» **Work to be completed**
State how many lines of the entries below hold the word "behavior"; reply with nothing but the number.

» **Extracted records**
▼
PR #3319, opened 2020-07-30
[mqtt] Add retry policy to authenticate client

dmolokanov:
We have 2 services starting at the same time, and the broker has a dependency on EdgeHub authentication endpoint. To race conditions between services during the startup retry policies implemented.
The authenticator will continue attempts to authenticate client for a 1-minute interval with exponential backoff.


mqtt/mqtt-edgehub/src/auth/authentication/edgehub.rs
```diff
@@ -69,7 +72,17 @@ impl Authenticator for EdgeHubAuthenticator {
...
         context: AuthenticationContext,
     ) -> Result<Option<AuthId>, Self::Error> {
-        let auth_id = self.authenticate(context).await?;
+        let auth_id = (|| async {
+            info!("authenticate client");
+            let auth_id = self.authenticate(&context).await?;
+            Ok(auth_id)
+        })
+        .retry(ExponentialBackoff {
+            max_elapsed_time: Some(Duration::from_secs(60)),
```
varunpuranik, line 81: So it will give up after 60s? What does the exponential backoff look like (as in how many times will it retry during this time?)

varunpuranik: Maybe add a comment on why we are doing this and what the behavior will be like?

mqtt/mqtt-edgehub/src/auth/authentication/edgehub.rs
```diff
@@ -69,7 +72,17 @@ impl Authenticator for EdgeHubAuthenticator {
...
+            ..ExponentialBackoff::default()
+        })
+        .await?;
```
and-rewsmith, line 84: For reference:
https://docs.rs/backoff/0.2.1/backoff/exponential/struct.ExponentialBackoff.html

mqtt/mqtt-edgehub/src/auth/authentication/edgehub.rs
```diff
@@ -69,7 +72,17 @@ impl Authenticator for EdgeHubAuthenticator {
...
     ) -> Result<Option<AuthId>, Self::Error> {
-        let auth_id = self.authenticate(context).await?;
+        let auth_id = (|| async {
+            info!("authenticate client");
+            let auth_id = self.authenticate(&context).await?;
+            Ok(auth_id)
+        })
+        .retry(ExponentialBackoff {
+            max_elapsed_time: Some(Duration::from_secs(60)),
+            ..ExponentialBackoff::default()
```
and-rewsmith, line 82: dot dot syntax means ignore other fields?

mqtt/mqtt-edgehub/src/auth/authentication/edgehub.rs
and-rewsmith, line 81: How many times would it end up retrying in 60 seconds with exponential backoff?

mqtt/mqtt-edgehub/src/auth/authentication/edgehub.rs
vadim-kovalyov: yeah, similar to spread operator in TS/JS or other languages. https://cheats.rs/#data-structures

and-rewsmith: Here are the defaults used:
https://docs.rs/backoff/0.2.1/backoff/default/index.html

Here is a table showing it will retry 10 times in one minute with the default settings:
https://docs.rs/backoff/0.2.1/backoff/index.html

mqtt/mqtt-edgehub/src/auth/authentication/edgehub.rs
and-rewsmith: It seems like it will retry 10 times in 60 seconds with the default settings. There is also some randomization, but that is by design so I think we should keep it.

PR #3321, opened 2020-07-31
Update EdgeAgent deployment schema validation to 1.1.0

richma-ms:
Bumping EdgeAgent schema version validation to 1.1.0 to reflect the new changes we have for module startup order.


edge-agent/src/Microsoft.Azure.Devices.Edge.Agent.IoTHub/EdgeAgentConnection.cs
```diff
@@ -141,11 +142,47 @@ public async Task SendEventAsync(Message message)
...
-                Events.MismatchedMinorVersions(schemaVersion, ExpectedSchemaVersion);
+                throw new InvalidSchemaVersionException($"The desired properties schema version {schemaVersion} is not compatible with the expected version {ExpectedSchemaVersion}");
+            }
+
+            // Validate minor versions
+            if (actualSchemaVersion.Minor == 0)
+            {
+                // 1.0
+                //
+                // Module startup order is not supported
```
yophilav, line 166: Do we support PriorityQueue in 1.0 schema?

edge-agent/test/Microsoft.Azure.Devices.Edge.Agent.IoTHub.Test/EdgeAgentConnectionTest.cs
```diff
@@ -1614,29 +1615,55 @@ public async Task GetDeploymentConfigInfoAsync_CreateNewModuleClientWhenGetTwinT
...
-        [InlineData("1.2", null)]
-        [InlineData("1.3", null)]
-        [InlineData("1", typeof(InvalidSchemaVersionException))]
-        [InlineData("", typeof(InvalidSchemaVersionException))]
-        [InlineData(null, typeof(InvalidSchemaVersionException))]
-        [InlineData("0.1", typeof(InvalidSchemaVersionException))]
-        [InlineData("2.0", typeof(InvalidSchemaVersionException))]
-        [InlineData("2.1", typeof(InvalidSchemaVersionException))]
-        public void SchemaVersionCheckTest(string schemaVersion, Type expectedException)
+        [MemberData(nameof(GetDeploymentForSchemas))]
```
yophilav, line 1618: Thank you for the clean up.

edge-agent/src/Microsoft.Azure.Devices.Edge.Agent.IoTHub/EdgeAgentConnection.cs
```diff
@@ -18,7 +19,7 @@ namespace Microsoft.Azure.Devices.Edge.Agent.IoTHub
 
     public class EdgeAgentConnection : IEdgeAgentConnection
     {
-        internal static readonly Version ExpectedSchemaVersion = new Version("1.0");
+        internal static readonly Version ExpectedSchemaVersion = new Version("1.1.0");
```
yophilav, line 22: Per https://github.com/SchemaStore/schemastore/pull/1116/files#diff-25894c152d2d2b3bedcf8f3151fd5193, it looks like the schemaVersion should be `1.1` not `1.1.0`?

varunpuranik: What is the expected version of EdgeHub?

edge-agent/src/Microsoft.Azure.Devices.Edge.Agent.IoTHub/EdgeAgentConnection.cs
```diff
@@ -141,11 +142,47 @@ public async Task SendEventAsync(Message message)
...
+                // 1.0
+                //
+                // Module startup order is not supported
+                foreach (KeyValuePair<string, IModule> kvp in config.Modules)
+                {
+                    IModule moduleConfig = kvp.Value;
+
+                    if (moduleConfig.StartupOrder != Constants.DefaultPriority)
+                    {
+                        throw new InvalidSchemaVersionException($"Module startup order is not supported in schema {actualSchemaVersion}.");
```
varunpuranik, line 173: Why do we need to throw here? Maybe log and ignore? Also, this doesn't seem to be a sustainable way to handle adding new properties to the schema. I feel like we need to come up with a generic way to handle this.

edge-agent/src/Microsoft.Azure.Devices.Edge.Agent.IoTHub/EdgeAgentConnection.cs
richma-ms: it's 1.1.0 for both EH and EA in code, but it makes no difference for the validation logic, as we only care about major+minor, patch is ignored.

PR #3323, opened 2020-07-31
Adding modelId to IoTHub device authentication flow

dylanbronson:
When a device does not have edgeHub set as the parent, edgeHub tries to connect to IoTHub for the device as a means of authentication. This allows the user to still connect a device through edgeHub even if the user does not want to (or just forgets) set the parent of the device as edgeHub. 

We don't want to set the modelId of the auth until AFTER we know the device has been authenticated. Otherwise, someone could connect with a malicious or incorrect device, and edgeHub would save the modelId as the new modelId prematurely. Currently, if a user doesn't set edgeHub as the parent of a device, the modelId won't be stored for a device.

This PR passes the modelId to authentication through IoT Hub so that we can connect with the modelId when authenticating with IoT Hub. 

It works quite nicely for Mqtt. But is a bit awkward for Amqp, because we need to pass the modelId directly into the AuthenticateAsync call. It requires a change in all IAmqpAuthenticators.


edge-hub/src/Microsoft.Azure.Devices.Edge.Hub.Amqp/CbsNode.cs
```diff
@@ -88,6 +88,7 @@ public async Task<bool> AuthenticateAsync(string id)
                         {
                             if (!credentialsInfo.IsAuthenticated)
                             {
+                                credentialsInfo.ClientCredentials.ModelId = modelId;
```
dylanbronson, line 91: This part is quite awkward. I would much rather put the modelId in the credentials map initially, but I couldn't think of a clean way of how to do it. 
This also makes modelId need the "set" property everywhere, which is also awkward. 
Open to ideas on it.

richma-ms: I'm going to have the same problem with passing through the authchain on the CBS link.  I was going to change this so that the cached dictionary stores the token instead of a credentials object, and then construct the credentials here on the fly.

You can do that refactor here as part of this work if you have the bandwidth.  Looks like it'll make you change simpler over all and save me work when I get to this.  Otherwise I can come back and clean it up later this month.

---
In reply to: [463754436](https://github.com/Azure/iotedge/pull/3323#discussion_r463754436) [](ancestors = 463754436)

edge-hub/src/Microsoft.Azure.Devices.Edge.Hub.Http/middleware/AuthenticationMiddleware.cs
```diff
@@ -84,7 +84,7 @@ internal async Task<(bool, string)> AuthenticateRequest(HttpContext context)
             if (clientCertificate != null)
             {
                 IList<X509Certificate2> certChain = context.GetClientCertificateChain();
-                clientCredentials = this.identityFactory.GetWithX509Cert(deviceId, moduleId, string.Empty, clientCertificate, certChain);
+                clientCredentials = this.identityFactory.GetWithX509Cert(deviceId, moduleId, string.Empty, clientCertificate, certChain, Option.None<string>());
```
richma-ms, line 87: >clientCredentials = this.identityFactory.GetWithX509Cert(deviceId, moduleId, string.Empty, clientCertificate, certChain, Option.None<string>()); [](start = 16, length = 144)

FYI I deleted this file in a pending PR to refactor the HTTP auth, one of us will need to deal with the merge conflict when this payload hits iiot branch.

PR #3328, opened 2020-07-31
[mqtt] Add get trust bundle call for workload client

dmolokanov:
Move `edgelet` module to its own separate crate. It will be easier to share it across multiple projects.
Add get trust bundle call for workload client


mqtt/edgelet/Cargo.toml
```diff
@@ -0,0 +1,30 @@
+[package]
+name = "edgelet"
```
vadim-kovalyov, line 2: should we call it "edgelet-client" instead?

dmolokanov: yeah, it makes sense. it's hard to misinterpret `edgelet` workspace with `edgelet` client though.

PR #3337, opened 2020-08-01
[mqtt] Make transport enabled/disabled from ENV

dmolokanov:
Make it possible to disable transport protocols enabled by default.
`LISTENER__TCP__ENABLED = "false"` to disable MQTT over TCP (port: 1883)
`LISTENER__TLS__ENABLED = "false"` to disable MQTT over TCP (port: 8883)


mqtt/mqtt-broker/src/settings/mod.rs
```diff
@@ -153,3 +153,74 @@ pub struct SessionPersistenceConfig {
     time_interval: Duration,
     unsaved_message_count: u32,
 }
+
+#[derive(Debug, Clone, Deserialize)]
+pub struct Enableble<T> {
```
varunpuranik, line 158: typo? Enable<T>?

dmolokanov: Not exactly a typo. It is some type, that can be enabled/disabled. But, probably Enable also a good option.

mqtt/mqtt-broker/src/settings/mod.rs
```diff
@@ -153,3 +153,132 @@ pub struct SessionPersistenceConfig {
     time_interval: Duration,
     unsaved_message_count: u32,
 }
+
+#[derive(Debug, Clone, Deserialize)]
+pub struct Enable<T> {
```
vadim-kovalyov, line 158: nit: comments

PR #3339, opened 2020-08-01
[mqtt] Fix flaky edgehub authentication test

dmolokanov:
Fix flaky Edge Hub authentication test


mqtt/mqtt-edgehub/src/auth/authentication/edgehub.rs
```diff
@@ -393,6 +393,10 @@ ov2gTgQyaRE8rbX4SSPZghE5km7p6FAIjm/uqU9kGMUk3A==
     async fn it_retries_when_edgehub_unavailable_for_some_time() {
         let (tx, rx) = oneshot::channel();
 
+        // create mock http server with unused endpoint just to prevent
+        // other tests to make endpoint which could override the current one
+        let _ = mock("POST", "/unused").create();
```
and-rewsmith, line 398: Why does this behavior happen?

dmolokanov: each instance of mocked server shares a mutex. It makes all tests that use mockito to run sequentially. But in this particular test, we used to delay mock creation to emulate server being "not available". It leads to race conditions when HTTP clients from different tests try to access the same endpoint.

The fix is I made: force mockito to acquire mutex **before** the client makes the first call.

PR #3303, opened 2020-07-28
Test Modules: Fix module-base-full base images to specify moduleuser in dockerfile

and-rewsmith:
Duplicate PR as made to master:
https://github.com/Azure/iotedge/pull/3302

PR #3349, opened 2020-08-03
Test Modules: Fix module-base-full base images to specify moduleuser …

and-rewsmith:
…in dockerfile (#3303)

There were conflicts with this cherry pick due to azureiotedge vs edgebuilds, but it was easy resolution since base images are duplicated.


and-rewsmith:
Let's discuss the versioning offline tomorrow

and-rewsmith:
To my memory arm64 doesn't need module-base-full because the arm64 bionic base image we are using doesn't need the iproute tooling. Previously the pattern was:
- use module-base-full for arm32 network controller (because it needs iproute)
- use module-base for arm64 network controller (because it doesn't need iproute)


This pattern was broken in a base image update to 1.0.10

I think that Bear had a good point that the tests run fine where both network controller base images are module-base-full. Another good alternative he thought of was installing iproute on the module-base because it was small. Therefore I think the best plan is this:
- Restore 1.0.10 to its original state where we use module-base for arm64 network controller
- Make one commit to fix this how we think is best. Then cherry pick it everywhere.

PR #3624, opened 2020-09-28
Add metric to verify if edge device is running in some virtualized environment.

pmzara:
A new metric - Virtualized - was added to indicate if the edge device is running in some virtualized environment. We're not collecting details about the virtualized environment like product name.
This metric will be collect only for Linux machines using the command systemd-detect-virt (https://www.freedesktop.org/software/systemd/man/systemd-detect-virt.html).
The new metric was added in the model SystemInfo.
To verify the new field check the edgeagent_metadata metric.


CindyXing (approved):
LGTM. Great to see this.

edgelet/edgelet-core/src/virtualization.rs
```diff
@@ -0,0 +1,20 @@
...
+use failure::ResultExt;
+use std::process::Command;
+
+pub fn is_virtualized_env() -> Result<Option<bool>, Error> {
+    if cfg!(target_os = "linux") {
+        let status = Command::new("systemd-detect-virt")
+            .status()
+            .context(ErrorKind::GetVirtualizationStatus)?;
+
+        match status.code() {
```
lfitchett, line 13: I would have used `status.code().and_then(|s| s == 0)`, but a match works perfectly well. You could also do an `if let`.

edgelet/edgelet-core/src/virtualization.rs
```diff
@@ -0,0 +1,20 @@
+// Copyright (c) Microsoft. All rights reserved.
+
+use crate::error::{Error, ErrorKind};
+use failure::ResultExt;
+use std::process::Command;
+
+pub fn is_virtualized_env() -> Result<Option<bool>, Error> {
+    if cfg!(target_os = "linux") {
```
lfitchett, line 8: I would do this check at compile time. Make 2 functions, one with #[cfg(unix)] and one with #[cfg(windows)]. The windows only returns Ok(None), and the linux function can remove the if.

edgelet/edgelet-docker/src/runtime.rs
```diff
@@ -726,6 +726,11 @@ impl ModuleRuntime for DockerModuleRuntime {
                             version: edgelet_core::version_with_source_version(),
                             provisioning,
                             cpus: system_info.NCPU().unwrap_or_default(),
+                            virtualized: match edgelet_core::is_virtualized_env() {
```
lfitchett, line 729: Generally it would be better to use an enum here, rather than Some<bool>. That way more options can be added in the future and more information can be sent if needed, since enums can contain other values. This id fine for now, but may need to change in the future.

lfitchett (changes requested):
A few minor comments

edgelet/edgelet-core/src/virtualization.rs
pmzara: I understood your point but we are not planning to run this function on Windows OS.

edgelet/edgelet-docker/src/runtime.rs
pmzara: Okay.

lfitchett (approved):

PR #3625, opened 2020-09-28
Using self-host Windows Agent for E2E test framework

yophilav:
When the end-to-end tests run on Windows hosted agents, all tests with modules that connect to edge hub fail. Tests that are only concerned with provisioning iotedged, or that use leaf devices to talk to edge hub, pass. The module-based tests all fail with:
```
Microsoft.Azure.Devices.Client.Exceptions.IotHubCommunicationException: Transient network error occurred, please retry.
 ---> System.Net.Sockets.SocketException (11001): No such host is known.
```
It has been difficult to figure out what's happening on the hosted agents since we can't debug them. We know the problem doesn't happen on custom Windows agents, so this change switches the pipeline to custom agents.

### DIFF
--- a/builds/e2e/templates/e2e-clear-docker-cached-images.yaml
+++ b/builds/e2e/templates/e2e-clear-docker-cached-images.yaml
@@ -19,16 +19,31 @@ steps:
         | where { $_.Name -match 'Image$' } `
         | foreach { $_.Value }
 
-    # Pull required images
-    $images | foreach { sudo --preserve-env docker pull $_ }
+    if ($IsWindows)
+    {
+      # set docker command prefix
+      $dockerCommand="docker -H npipe:////./pipe/iotedge_moby_engine"
+
+      # Pull required images
+      $images | foreach { Invoke-Expression ( $dockerCommand + " pull $_" ) }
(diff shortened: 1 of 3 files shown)


builds/e2e/templates/e2e-clear-docker-cached-images.yaml
```diff
@@ -19,16 +19,31 @@ steps:
...
+      $images | foreach { sudo --preserve-env docker pull $_ }
+    }
 
     # Remove old images
-    $remove = sudo docker images --format '{{.Repository}}:{{.Tag}}' `
+    $remove = Invoke-Expression ($dockerCommand + " images --format '{{.Repository}}:{{.Tag}}'") `
         | where { $images -notcontains $_ }
-    sudo docker rm -f $(docker ps -a -q)
-    $remove | foreach { sudo docker rmi $_ }
+    Invoke-Expression ($dockerCommand + " rm -f $(docker ps -a -q)")
```
damonbarry, line 42: The inner `docker` command also needs to be replaced with the variable.

damonbarry (approved):

PR #3627, opened 2020-09-28
Enable connectivity test in nested edge environment

philipktlin:
Create a new pipeline to run connectivity test in nested edge environment.


philipktlin:
tested and deployment successfully went though.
▲
» **Response for this exercise**
2